## [Supplied material]
>>>>

PR #990, opened 2021-05-02
Add whitespace checks for ``match`` and ``case``

cdce8p:
`E271 multiple spaces after keyword` and `E275 missing whitespace after keyword` should also also be emitted for `match` and `case`. However, since they are only soft keywords, some additional logic is needed.

If accepted and the next version is released, this check could be added to flake8 as well ([flake8/setup.cfg](https://github.com/PyCQA/flake8/blob/7a371265cf876736b8d03907df26b813874b4201/setup.cfg#L72-L74)).

### DIFF
--- a/pycodestyle.py
+++ b/pycodestyle.py
@@ -494,6 +494,17 @@ def whitespace_around_keywords(logical_line):
         elif len(after) > 1:
             yield match.start(2), "E271 multiple spaces after keyword"
 
+    if sys.version_info >= (3, 10):
+        match = MATCH_CASE_REGEX.match(logical_line)
+        if match:
+            whitespace = match.groups()[0]
+            if whitespace == ' ':
+                return
+            if whitespace == '':
+                yield match.start(1), "E275 missing whitespace after keyword"
+            else:
+                yield match.start(1), "E271 multiple spaces after keyword"
+
 
 @register_check
 def missing_whitespace_after_import_keyword(logical_line):
@@ -511,32 +522,6 @@ def missing_whitespace_after_import_keyword(logical_line):
         if -1 < found:
             pos = found + len(indicator) - 1
             yield pos, "E275 missing whitespace after keyword"
-
-
-@register_check
-def missing_whitespace_after_match_case(logical_line):
-    r"""Check whitespace after 'match' and 'case'.
-
-    Python 3.10
-    Okay: match status:
-    E271: match  status:
-    E271: case\tstatus:
-    E271: case   _:
-    E275: matchstatus:
-    E275: casestatus:
-    E275: case_:
-    """
-    if sys.version_info < (3, 10):
-        return
-    match = MATCH_CASE_REGEX.match(logical_line)
-    if match:
-        whitespace = match.groups()[0]
-        if whitespace == ' ':
-            return
-        if whitespace == '':
-            yield match.start(1), "E275 missing whitespace after keyword"
-        else:
-            yield match.start(1), "E271 multiple spaces after keyword"
 
 
 @register_check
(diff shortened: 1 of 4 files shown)


pycodestyle.py
```diff
@@ -512,6 +513,32 @@ def missing_whitespace_after_import_keyword(logical_line):
             yield pos, "E275 missing whitespace after keyword"
 
 
+@register_check
+def missing_whitespace_after_match_case(logical_line):
```
asottile, line 517: I would prefer if the existing checks were extended (this will provide better compatibility and performance)

testsuite/support.py
```diff
@@ -112,8 +113,14 @@ def selftest(options):
...
     checks = options.physical_checks + options.logical_checks
     for name, check, argument_names in checks:
+        python_version = None
         for line in check.__doc__.splitlines():
             line = line.lstrip()
+            match = SELFTEST_PY_REGEX.match(line)
+            if match:
+                python_version = tuple(map(int, match.groups()))
+            if python_version and sys.version_info < python_version:
+                continue
```
asottile, line 123: leftover / dead code ?

pycodestyle.py
cdce8p: That was my initial idea. However, at least AFAIK it isn't that simple. As example, the best place would probably have been the `whitespace_around_keywords` check. The issue there is that it also checks for whitespace before the keyword and that `match` and `case` are only soft keywords.

It might make sense to rename the new check to something like `whitespace_around_soft_keyword`. That would at least provide options to extend it in the future.

https://github.com/PyCQA/pycodestyle/blob/61138ca629242a998b495ce05b5cd25df2429900/pycodestyle.py#L473-L494

testsuite/support.py
cdce8p: No. The check requires `3.10`, at least the way it's currently designed. This is needed to only run the `doctest` for Python 3.10 and up.

cdce8p: https://github.com/PyCQA/pycodestyle/blob/11c41a490ad42132c31d0ec9a331111a3535ed6b/pycodestyle.py#L520-L527

asottile: I would either (1) remove the doctests and put them in actual tests files or (2) remove the specializating in the implementation

pycodestyle.py
asottile: I don't see why you can't add it to the bottom of the code you've linked?  renaming or adding functions leads to a bunch of annoying issues created by operating system distributors that intentionally and erroneously violate dependency constraints so I'd really like to avoid adding / renaming functions when possible

cdce8p: Ok, done.

pycodestyle.py
```diff
@@ -493,6 +494,17 @@ def whitespace_around_keywords(logical_line):
         elif len(after) > 1:
             yield match.start(2), "E271 multiple spaces after keyword"
 
+    if sys.version_info >= (3, 10):
+        match = MATCH_CASE_REGEX.match(logical_line)
+        if match:
+            whitespace = match.groups()[0]
```
asottile, line 500: `match[1]`

pycodestyle.py
```diff
@@ -493,6 +494,17 @@ def whitespace_around_keywords(logical_line):
         elif len(after) > 1:
             yield match.start(2), "E271 multiple spaces after keyword"
 
+    if sys.version_info >= (3, 10):
```
asottile, line 497: do things pass without the conditional?

cdce8p: Yeah, it does. The original idea was to not have to check the regex if it's not necessary.

asottile: 🤷 could go either way I guess

asottile (approved):

asottile:
this caused #1024 -- I'm just going to revert this for now -- we can potentially add it back later

PR #991, opened 2021-05-02
Small fix to version_info comparison

cdce8p:
Small issue I missed for #989. Technically this isn't a problem since even the alpha versions are `> (3, 10)`

/CC: @asottile

### DIFF
--- a/pycodestyle.py
+++ b/pycodestyle.py
@@ -822,7 +822,7 @@ def whitespace_before_parameters(logical_line, tokens):
             not keyword.iskeyword(prev_text) and
             # 'match' and 'case' are only soft keywords
             (
-                sys.version_info < (3, 10) or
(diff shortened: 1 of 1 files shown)


pycodestyle.py
```diff
@@ -822,7 +822,7 @@ def whitespace_before_parameters(logical_line, tokens):
             not keyword.iskeyword(prev_text) and
             # 'match' and 'case' are only soft keywords
             (
-                sys.version_info <= (3, 10) or
+                sys.version_info < (3, 10) or
```
asottile, line 825: it should really be 3, 9 -- where the function was introduced (this will make cleanup maintenance earlier and easier in the future as well)

cdce8p: Didn't know that. Updated the PR

asottile (approved):

PR #992, opened 2021-05-04
improve performance of bare_except check

asottile:
- despite `re.compile(...)` being cached, this still amounts to 60% of the
  overhead of the `bare_except` check
- overall, this improved pycodestyle performance by about .25% (.0025)


sigmavirus24:
Am I reading your description correctly that this improves performance very little?

I'm not against it, I just want to make sure I am reading what you wrote correctly because it is a bit surprising.

sigmavirus24 (approved):

asottile:
> Am I reading your description correctly that this improves performance very little?
> 
> I'm not against it, I just want to make sure I am reading what you wrote correctly because it is a bit surprising.

yes, it improves the particular check by ~60% but makes very little difference overall (as there are many other checks)

Issue #945, opened 2020-06-12
E721: `Do not compare types, use 'isinstance()'` is overzealous with `type(None)`


ex-nerd:
Note: May be a dupe of (or at least related to) #882.

I discovered this while writing a decorator to parse the values of `typing.get_type_hints()`. This isn't exactly a bug in the flake8 feature, but rather an inconsistency in how `NoneType` is handled in the python3 typing system. This definitely feels like a bug, given that `isinstance(none_type, type(None)) != none_type is type(None)`. If nothing else it's worth documenting the behavior because I couldn't find anything written up about it:

Setup:
```python
# Setup:

from typing import Union

my_type = Union[str, None]
# --> typing.Union[str, NoneType]
none_arg = my_type.__args__[1]
# --> <class 'NoneType'>
```

Examples/behavior:

```python
# Expected output based on recommendations for validating NoneType in python 3,
# but this triggers e721:
none_arg is type(None)
# --> True

# Just for example:
none_arg is None
# --> False

# Recommended by E721 but not actually valid
isinstance(none_arg, type(None))
# --> False

isinstance(none_arg, None)
# --> TypeError: isinstance() arg 2 must be a type or tuple of types

isinstance(none_arg, (None, ))
# --> TypeError: isinstance() arg 2 must be a type or tuple of types
```

Current workaround:

```python
# Redefine local copy of NoneType no longer present in Python3
NoneType = type(None)

none_arg is NoneType
# --> True

# However, this fails to pass `mypy` inspection, so I'm now back to:
none_arg is type(None)  # noqa: E721
# --> True
```

FichteFoll:
```py
isinstance(None, none_arg)
```
This should yield true, but is unexpected in the grand scheme of things. `type(None)` should be equivalent to `str` and since `x is str` is allowed, so should `x is type(None)`.

ex-nerd:
@FichteFoll Interesting ... I hadn't thought about reversing the two properties in `isinstance()`as a workaround.

asottile:
by the way, [`NoneType` is back](https://docs.python.org/3.10/library/types.html#types.NoneType)

Delwin9999:
As a side note the reversed isinstance(None, X) doesn't work if X is an optional type (which is a Union[X, NoneType]).  The whole issubclass and isinstance breaking all over the place when it comes to optional types is irksome to work around.

asottile:
`x is type(None)` is allowed via the latest pycodestyle

PR #998, opened 2021-05-26
Allow explicit comparisons to type(None).

anntzer:
Closes https://github.com/PyCQA/pycodestyle/issues/945 (see in particular https://github.com/PyCQA/pycodestyle/issues/945#issuecomment-643750340).


anntzer:
Kindly bumping.

asottile:
I think this is less necessary due to the reintroduction of `types.NoneType` or the ability to assign

anntzer:
Kindly bumping again.  (I'd prefer have a decision in either direction than letting the PR linger.  I could also split out `type(None)` checks into a separate category that can be switched on and off independently of the others, if you prefer that.)

anntzer:
@asottile If you don't like this PR, can you clarify if you intend to close #945 as invalid?  (I wouldn't *like* that, but I accept that it's not my call; OTOH leaving it open gives an impression that it's something that should be addressed.)

anntzer:
Closing as inactive.  Feel free to reuse the patch if desired.

PR #1003, opened 2021-07-09
Fix false-positive with star pattern

### LINKED ISSUE #1002: False positive E225 on initial PEP 634 star patterns
It's reported only when a star pattern is a very first pattern in a case clause.

```
match [42]:
    case *_, 42:  # E255 missing whitespace around operator
        pass
```

cdce8p:
Similar to #989: add ignore for soft keywords.

Closes #1002

### DIFF
--- a/pycodestyle.py
+++ b/pycodestyle.py
@@ -964,8 +964,13 @@ def missing_whitespace_around_operator(logical_line, tokens):
                 # Check if the operator is used as a binary operator
                 # Allow unary operators: -123, -x, +1.
                 # Allow argument unpacking: foo(*args, **kwargs).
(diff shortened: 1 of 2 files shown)


asottile (approved):
whew, thanks for improving that condition as well -- it was *really* difficult to understand before this patch

cdce8p:
Just noticed that the PR hasn't been merged yet. Do you need me to add anything else?

cdce8p:
Any update now that `3.10` has been released?

asottile:
we have a dual sign off process for merging PRs, but whatever ask for forgiveness rather than permission

PR #1006, opened 2021-07-25
pycodestyle --statistics for E501 reports the longest line

cclauss:
When I run pycodestyle on a new codebase, I want to know what I should set `--max-line-length` to be so that new code changes do not make the line length problem worse.  I currently need to scan the verbose output and manually search the E501 messages for the longest line and then run `pycodestyle --max-line-length=97` to see if I found the maximum value.  If I did not (often happens), then I need to rinse and repeat.  This is both error-prone and frustrating so, what if the E501 message of `pycodestyle --statistics` _always_ showed me the length of the longest line?  This PR makes that happen!

### DIFF
--- a/pycodestyle.py
+++ b/pycodestyle.py
@@ -174,6 +174,7 @@ MATCH_CASE_REGEX = re.compile(r'^\s*\b(?:match|case)(\s*)(?=.*\:)')
 BLANK_EXCEPT_REGEX = re.compile(r"except\s*:")
 
 _checks = {'physical_line': {}, 'logical_line': {}, 'tree': {}}
+_longest_line = 0
 
 
 def _get_parameters(function):
@@ -316,6 +317,9 @@ def maximum_line_length(physical_line, max_line_length, multiline,
             except UnicodeError:
                 pass
         if length > max_line_length:
+            global _longest_line
+            if length > _longest_line:
+                _longest_line = length
             return (max_line_length, "E501 line too long "
                     "(%d > %d characters)" % (length, max_line_length))
 
@@ -2267,6 +2271,7 @@ class BaseReport(object):
     def __init__(self, options):
         self._benchmark_keys = options.benchmark_keys
         self._ignore_code = options.ignore_code
+        self._max_line_length = options.max_line_length
         # Results
         self.elapsed = 0
         self.total_errors = 0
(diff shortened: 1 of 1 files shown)


asottile:
I'm -1:

- the use of global is a nonstarter
- this isn't really the point of `--statistics`
- you can already get the same information pretty easily:

```console
$ git ls-files -- '*.py' | xargs flake8 --max-line-length=50 | grep E501 | cut -d: -f4 | sort -ru | head -1
 E501 line too long (79 > 50 characters)
```

sigmavirus24:
I strongly agree with @asottile. This isn't `pycodestyle --generate-baseline` this is `pycodestyle --statistics`. The former would tell you "This is the longest line" (in theory) and the latter tells you how frequently certain errors are seen. There's a large difference. You could, manually, interpret statistics output to create your baseline configuration, but that's not its purpose first and foremost.

cclauss:
The goal we really to effect the output of `flake8` but that does not have a `--generate-baseline` option.  Other thoughts?

sigmavirus24:
None of the tools have a `--generate-baseline` option (aside from something similarly named in `bandit`).

Also, Flake8 does its own statistics because pycodestyle is but one set of plugins for it. So to influence Flake8's output, this is not going to work. Further, if Flake8 did lean on pycodestyle for this, multiprocessing would render it inconsistent, incorrect, and useless.

I've often thought of building a tool to suggest/work-through (terminal dialogs) the JSON output of Flake8 and then print out a suggested configuration based on what the user wants. That doesn't exist, however. You could build that.

cclauss:
Agreed that `bandit` makes it easy...
```python
with open("bandit.out.txt") as in_file:
    errors = sorted(set(line[11:15] for line in in_file if line.startswith(">> ")))
    print(f"bandit --recursive --skip {','.join(errors)} .")
```

sigmavirus24:
I'm fairly certain bandit had a command/option to build their config for you and that you don't need to generate a command to be run. But I can't tell if you're just messing with me now.

Like I said, flake8 has plenty of ways to format the output and those can be used to generate a config file.

cclauss:
Sorry...  Not messing around with you.  I did work out something with flake8...  I will keep testing that.

Issue #813, opened 2018-10-29
Support pyproject.toml for configuration


ZeeD26:
I would love to see support for `pyproject.toml` for the configuration as, e.g., [black does](https://github.com/ambv/black#configuration-format)

IanLee1521:
@ZeeD26 - would you be willing to submit a PR?

sigmavirus24:
@IanLee1521 the configuration management in this project is an abysmal nightmare. Until someone has time to do serious refactoring, I strongly advise against accepting this as a feature.

IanLee1521:
Good point.

asears:
Is there more traction now for pyproject.toml format?  Seems more prevalent on Github.  We are looking at Poetry and this would be useful to have central configuration.

sigmavirus24:
Not really, no

carstencodes:
Hi, I must agree to @sigmavirus24, the configuration is really messed up, but I think I found a simple and backward compliant way of adding this feature.

The idea is to read the configuration from the pyproject.toml into a dictionary and add it to the configparser object.

To keep the current behavior, that no dependencies must be used, the feature is added as an extra.

There are still some things to do before #1007 can be merged:

* Fallback mode: Read data from setup.cfg/tox.ini if no data is found in pyproject.toml
* Add Unit tests for pyproject.toml

Please tell me, what you think.

PR #1007, opened 2021-08-04
WiP: Added PEP518 support

carstencodes:
The PIP518 support as described in
https://github.com/PyCQA/pycodestyle/issues/813
has been implemented roughly.

It uses the toml package, since the toml package describes itself as
being Python 2 compatible.
Using another package will create  a dependency that
might not be wanted. Hence the dependency is
treated optional as an extra, so consumers can decide
which revision they would like to use.

TODO: Unit test must be written explicitely.


OscarCreator:
Any update when this will be fixed?

PR #1016, opened 2021-09-16
Issue #582: disallow tabs before inline comments

### LINKED ISSUE #582: E261 ignores tab/space mix
```
printf 'foo = "bar" \t# comment\n' | pep8 -
```
I expected the following output but got nothing:
```
stdin:1:12: E261 at least two spaces before inline comment
```

spaceone:
Detect invalid tabs before inline comments:
```
printf 'foo = "bar" \t# comment\n' | pycodestyle -
stdin:1:12: E261 at least two spaces before inline comment
printf 'foo = "bar"\t # comment\n' | pycodestyle -
stdin:1:12: E261 at least two spaces before inline comment
printf 'foo = "bar"\t\t# comment\n' | pycodestyle -
stdin:1:12: E261 at least two spaces before inline comment
```

Fixes #582


spaceone:
any reviewers?

asottile:
I don't think this is correct, a space + a tab is "at least two spaces"

Issue #1018, opened 2021-09-27
E401: Module Level Dunder Names with Type Hints


randolf-scholz:
According to https://www.python.org/dev/peps/pep-0008/#module-level-dunder-names:

> Module level "dunders" (i.e. names with two leading and two trailing underscores) such as __all__, __author__, __version__, etc. should be placed after the module docstring but before any import statements except from __future__ imports. 

I noticed that `pycodestyle` violates this in several regards. Consider the following example:

```python
r"""My favourite circle constant."""

from __future__ import annotations

__all__ = ["tau"]

import math

tau: float = 2*math.pi
```
This passes fine. However, the following modifications do not:

1. If one puts the type hint `__all__: list[str] = ["tau"]`, then `E402 module level import not at top of file
` gets raises 
2. If one moves `__all__`'s definition to any other place in the script, no issue gets raised.

**Expected behaviour:**

1. Adding a type hint to `__all__` should not raise an error.
2. An error/warning should be raised if `__all__` is not in-between `__future__` and other import statements as per the corresponding PEP8 rule.

randolf-scholz:
Related to [https://github.com/python/mypy/issues/10103](Mypy complains about empty __all__ being untyped #10103). Either the convention should be that `__all__` is always untyped, but then `mypy` shouldn't raise an error if it is empty. In the current situation a very simple template like

```python
r"""Module summary Line.

Module description.
"""

__all__ = []

import logging

logger = logging.getLogger(__name__)
```

will make either `pycodestyle` complain with `E402` or `mypy`  with `[var-annotated]`, depending on whether a type hint is added to `__all__` or not.

PR #1019, opened 2021-09-30
Allow __all__ to be typed

sigmavirus24:
Closes gh-1018

### DIFF
--- a/pycodestyle.py
+++ b/pycodestyle.py
@@ -169,7 +169,7 @@ STARTSWITH_INDENT_STATEMENT_REGEX = re.compile(
         'while',
     )))
 )
-DUNDER_REGEX = re.compile(r'^__([^\s]+)__ = ')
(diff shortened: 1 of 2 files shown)


pycodestyle.py
```diff
@@ -169,7 +169,7 @@ def lru_cache(maxsize=128):  # noqa as it's a fake implementation.
         'while',
     )))
 )
-DUNDER_REGEX = re.compile(r'^__([^\s]+)__ = ')
+DUNDER_REGEX = re.compile(r"^__([^\s]+)__(:\W+[a-zA-Z.0-9_\[\]\"]+)? = ")
```
asottile, line 172: should the `\W+` here be `\s*` ?

sigmavirus24: Probably, I was trying to fit this in in 15m after having just woken up so the caffeine hadn't hit yet

sigmavirus24: Updated and made it a non-capturing regex as well

asottile (approved):

PR #1032, opened 2021-10-13
Emit E221-E224 for walrus op

cdce8p:
Emit multiple spaces warning before / after assignment expression operator.

```py
#: E221:1:5 E222:1:9 E221:3:6
if x  :=  1:
    pass
if (x  := 2):
    pass
#: E223:1:5 E224:1:8
if x	:=	2:
    pass
```


cdce8p:
The force-push was to add another test case. I didn't expect the PR to be reviewed so soon. Sorry about that.

PR #1035, opened 2021-11-06
Properly warn for E262 with non breaking whitespaces

### LINKED ISSUE #1034: False negative E262 inline comment should start with '# ' when there is a non breaking whitespace after a space
It happens often that you start typing a ``#`` then keep typing on the key longer than required and create a non breaking whitespace instead of a space. Then old version of ``black`` added a space at the beginning and there would be one space and one non-breaking white space (NBSP) at the start of the comment.

```python
a = 42 #  (One space one NBSP)
```
Should raise a E262 like
```python
a = 42 #  (Two spaces)
```
does.

I'm willing to contribute the evolution if this is a desirable change.

Pierre-Sassoulas:
Closes #1034


pycodestyle.py
```diff
@@ -131,7 +132,8 @@ def lru_cache(maxsize=128):  # noqa as it's a fake implementation.
     'and', 'in', 'is', 'or'] +
     FUNCTION_RETURN_ANNOTATION_OP +
     ASSIGNMENT_EXPRESSION_OP)
-WHITESPACE = frozenset(' \t')
+NON_BREAKING_WHITESPACE = ' '
```
asottile, line 135: please use the escape sequence instead otherwise this code is very difficult to read

Pierre-Sassoulas: Done in https://github.com/PyCQA/pycodestyle/pull/1035/commits/6975080d6b6d7cb647b35f8abdcbea6c986ba0c0

pycodestyle.py
```diff
@@ -1,4 +1,5 @@
 #!/usr/bin/env python
+# -*- coding: utf8 -*-
```
asottile, line 2: this shouldn't be needed now

pycodestyle.py
```diff
@@ -131,7 +132,8 @@ def lru_cache(maxsize=128):  # noqa as it's a fake implementation.
     'and', 'in', 'is', 'or'] +
     FUNCTION_RETURN_ANNOTATION_OP +
     ASSIGNMENT_EXPRESSION_OP)
-WHITESPACE = frozenset(' \t')
+NON_BREAKING_WHITESPACE = '\xa0'
```
asottile, line 135: this constant isn't used anywhere but below -- inline it

pycodestyle.py
Pierre-Sassoulas: https://github.com/PyCQA/pycodestyle/pull/1035/commits/61a8e66d5289f54155a4bc14dd1f0a7a9661315c

pycodestyle.py
Pierre-Sassoulas: https://github.com/PyCQA/pycodestyle/pull/1035/commits/41545a21e9f29b5c9ab46d45b89e3ed099647886

pycodestyle.py
Pierre-Sassoulas: I reverted the commit as we need the encoding for examples in docstrings.

asottile: the examples in the docstrings aren't readable, I'd prefer writing `\xa0` there as well

Pierre-Sassoulas: Would you rather have no docstring exemples with NBSP or some hard to read one ? Because ``    E262: x = x + 1  # \xa0Increment x`` does not trigger E262 (a real one will).

asottile: there's other examples where `\t` is used similarly, putting `E262: x = x + 1 # \xa0Increment x` (literally) into the docstring I believe gets the point across and is readable

Pierre-Sassoulas: There's a self test that check that the example are working apparently:
```
____________________________________________________________________________________ PycodestyleTestCase.test_selftest ____________________________________________________________________________________

self = <testsuite.test_all.PycodestyleTestCase testMethod=test_selftest>

    def test_selftest(self):
        fail_s, done_s = selftest(self._style.options)
        self.assertTrue(done_s, msg='tests not found')
>       self.assertFalse(fail_s, msg='%s failure(s)' % fail_s)
E       AssertionError: 1 is not false : 1 failure(s)

testsuite/test_all.py:33: AssertionError
------------------------------------------------------------------------------------------ Captured stdout call -------------------------------------------------------------------------------------------
pycodestyle.py: failed to find E262:
x = x + 1  # \xa0Increment x
```

asottile: if you remove the `r` on that docstring it should fix it

Pierre-Sassoulas: Done in https://github.com/PyCQA/pycodestyle/pull/1035/commits/fe23aa2344d6f6b81e968b60fb4597d3c0d61347

Pierre-Sassoulas:
@asottile any idea why the 2.7 tests fails when using ``\xa0`` ? They work if we do this https://github.com/PyCQA/pycodestyle/pull/1035/commits/693934309a317a98805e9c1db46bc63daf7ed717

asottile:
> @asottile any idea why the 2.7 tests fails when using `\xa0` ? They work if we do this [6939343](https://github.com/PyCQA/pycodestyle/commit/693934309a317a98805e9c1db46bc63daf7ed717)

good question, I vote we just drop python 2.7 -- I'll put together a branch if there isn't one already

sigmavirus24:
If you rebase @Pierre-Sassoulas your tests should pass now that we're not testing against 2.7

Pierre-Sassoulas:
This is rebased/cleaned up ! Thank you for the review, and thank you for dropping python 2.7, not having to deal with that encoding issue is a relief 😄

asottile (approved):

PR #1274, opened 2021-03-08
Correct behaviour of compute_qname for URNs

nemesamade:
Fixes: Allow URN qnames to be computed correcly by compute_qname
Removed colon from ALLOWED_NAME_CHARS, as having it included results in URN identifiers never being split by split_uri and thus no qname being computed by compute_qname for URNs.
I've also added some tests for correct behaviour of compute_qname for URNs and turtle serialization (where this issue surfaced initally, see the end of https://github.com/RDFLib/rdflib/issues/977)


nemesamade:
Just a note: removing the colon from ALLOWED_NAME_CHARS doesn't break any existing tests, and passes the 2 new tests so it should be an easy fix:) The colon was added originally to modify the behavior of is_cname, but was subsequently filtered out in the is_cname function (https://github.com/RDFLib/rdflib/pull/663#issuecomment-295404539) as it caused issues there too. Seems like it causes issues for split_uri as well, it just wasn't noticed due to no testing for URNs.

nicholascar (approved):
Great PR - thanks for diving in and fixing this.

white-gecko (approved):

PR #1280, opened 2021-03-14
Allow parentheses in uri

fredrik-aschehoug:
Fixes: Allow URI's containing parentheses to be split correctly.

I could not find any documentation stating that parentheses are not allowed in the name part of the URI. I noticed that in my serialized graphs, URI's containing parentheses did not serialize properly. Yago3 for example uses parentheses extensively. 

Please excuse me if my assumption that parentheses are allowed is wrong.


nicholascar:
Yes, "(" & ")" are indeed allowed, they are `sub-delims`, that is used for delimitation in some places within the URI but not everywhere. See the URI syntax https://tools.ietf.org/html/rfc3986#section-3.3:

```
pchar         = unreserved / pct-encoded / sub-delims / ":" / "@"
```

Since the theory checks out, the PR passes all tests and you've supplied new tests, I'm happy to approve this.

nicholascar (approved):

PR #1281, opened 2021-03-18
Issue rdflib jsonld 85 - link header support in URLInputSource

datadavev:
Fixes specifically rdflib-jsonld-85 by adding general support for following link headers in URLInputSource.

## Proposed Changes

  - Added method parse_link_header
  - Follow link header when media type and optionally a provided profile match
  - Added test cases


nicholascar:
@datadavev thanks for this PR. I recall the issue you are addressing now. I'll just need to think about this for a day or two and chat with another person (see below) about this before approving. Just want to ensure the handling doesn't get in the way of other Content Negotiation stuff.

@rob-metalinkage can you take a look at this? This may solve an issue for JSON-LD but create issues for other RDF formats. We need to discuss before accepting.

rob-metalinkage:
A quick explanation of when jsonld should be following a link header - on parsing inputs? 

My only concern is that the parser should work properly if the JSON-LD uses contexts - and should support serialisation respecting use of contexts rather than brute-force turning everything into full URIs - JSON-LD should support serialisation to specific schemas with contexts.

PR #1288, opened 2021-03-30
pathname2url removal

tgbugs:
Use pathlib's as_uri function instead of pathname2url.


tgbugs:
I also switched collections to have only lf line endings instead of crlf.

nicholascar:
@tgbugs there's a line number difference of 1 in your changed `container.py`. Can you identify the change?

<<<<

## [Exercise objective]
Say how many lines of the entries hold the string "Sorry". Nothing but the number should be given.

## [Written response]
2